RECORDS FOR THE TASK below:
PR #414, opened 2023-03-02
Update docs about clearance levels

TwistMeister:
Fixes explanation on the various levels we use in KAT


ammar92 (approved):

underdarknl:
ideally, i'd also have this information stored inside a table or config somewhere in KAT, translatable if possible.
I forsee a future where users of OpenKAT might want to change these levels themselves, or add levels themselves.

TwistMeister:
@underdarknl Yes, that's a great idea, also for when we'll render these descriptions anywhere else; one source of truth. But it seems out of scope for this PR, since I only wanted to rectify this small error in the current docs. I will create an issue for your suggestion.

docs/source/introduction/howdoesitwork.rst
```diff
@@ -42,9 +42,15 @@ Indemnification
 OpenKAT works with a system of indemnities for scanning, linked to intrusion levels. An organization gives an indemnification for a certain intensity of scan. For each intrusion level, the level is specified, in order to prevent unexpected problems for a production system.
 
 Intrusion levels or indemnities:
-:L1: 'do not touch'
+
+:L0: 'do not touch'
```
underdarknl, line 46: I feel like we might need to explain this some more. Don't touch also applies to level 1, but level 0 never gathers information from this OOI. Whereas Level 1 does, but never directly by touching the system itself.

TwistMeister: Good point, will add this.

dekkers (approved):

PR #445, opened 2023-03-06
Specify install requirements for running Docker in rootless mode.

Donnype:
## Changes
This would add the option to get a working Kat install while running Docker in rootless mode. This works because docker-compose uses the `COMPOSE_FILE` environment variable to determine which docker-compose.yml to use. When you set 

```shell
export KAT_COMPOSE_FILE=$PWD/docker-compose.yml:$PWD/docker-compose.mountless.yml
```

This is the same as running docker-compose as follows from $PWD:

```shell
docker-compose -f docker-compose.yml -f docker-compose.mountless.yml
```

[More info](https://docs.docker.com/compose/environment-variables/envvars/).

In the `docker-compose.mountless.yml` we can override volume mounts that crash because containers need write privileges in the source code directory.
End of RECORDS FOR THE TASK.
Restate word for word the lines from the one holding "This is the" to the end of the listing, both ends included, and nothing more.

* RESPONSE
This is the same as running docker-compose as follows from $PWD:

```shell
docker-compose -f docker-compose.yml -f docker-compose.mountless.yml
```

[More info](https://docs.docker.com/compose/environment-variables/envvars/).

In the `docker-compose.mountless.yml` we can override volume mounts that crash because containers need write privileges in the source code directory.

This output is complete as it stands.